**WHAT IS BEING ASKED**
Return, from the listing below, each line where the word "this" appears.

(RECORDS SUPPLIED Opens)

PR #214, opened 2023-07-30
Enable exposing prefect-server with Loadbalancer

g-clef:
Also enable setting prefect's `APIHost` value and k8s service `targetPort` value. 

Example values.yaml to install with this (using a MetalLB LoadBalancer, and an existing, in-cluster Postgres db):
```
fullnameOverride: "prefect-server"
namespaceOverride: "prefect-server"

postgresql:
  enabled: true
  useSubChart: false
  auth:
    existingSecret: prefect-postgres-auth
  externalHostname: postgresql

service:
  type: LoadBalancer
  loadBalancerIP: 192.168.1.11
  annotations:
    metallb.universe.tf/address-pool: exposed-pool

server:
  publicApiUrl: "http://prefect-server.example.com:4200/api"
  apiHost: "prefect-server.example.com"
  image:
    prefectTag: 2.8-python3.11
```

### DIFF
--- a/charts/prefect-server/templates/deployment.yaml
+++ b/charts/prefect-server/templates/deployment.yaml
@@ -82,6 +82,10 @@ spec:
             - name: PREFECT_UI_API_URL
               value: {{ .Values.server.publicApiUrl | quote }}
             {{- end }}
+            {{- if .Values.server.apiHost }}
+            - name: PREFECT_SERVER_API_HOST
+              value: {{ .Values.server.apiHost | quote }}
+            {{- end }}
             {{- if .Values.postgresql.enabled }}
             - name: PREFECT_API_DATABASE_CONNECTION_URL
               valueFrom:
--- a/charts/prefect-server/templates/service.yaml
+++ b/charts/prefect-server/templates/service.yaml
@@ -26,6 +26,9 @@ spec:
   {{- if eq .Values.service.type "NodePort" }}
   externalTrafficPolicy: {{ .Values.service.externalTrafficPolicy | quote }}
   {{- end }}
+  {{- if eq .Values.service.type "LoadBalancer" }}
+  loadBalancerIP: {{ .Values.service.loadBalancerIP | quote }}
+  {{- end }}
   ports:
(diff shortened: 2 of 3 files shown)


charts/prefect-server/templates/deployment.yaml
```diff
@@ -82,6 +82,10 @@ spec:
             - name: PREFECT_UI_API_URL
               value: {{ .Values.server.publicApiUrl | quote }}
             {{- end }}
+            {{- if .Values.server.apiHost }}
+            - name: PREFECT_SERVER_API_HOST
```
jawnsy, line 86: Why is this setting necessary, can you explain?

The public API URL (the URL that the frontend uses to communicate with the backend) should be sufficient for most use cases.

(RECORDS SUPPLIED Closes)

**WRITTEN RESPONSE**
Example values.yaml to install with this (using a MetalLB LoadBalancer, and an existing, in-cluster Postgres db):
jawnsy, line 86: Why is this setting necessary, can you explain?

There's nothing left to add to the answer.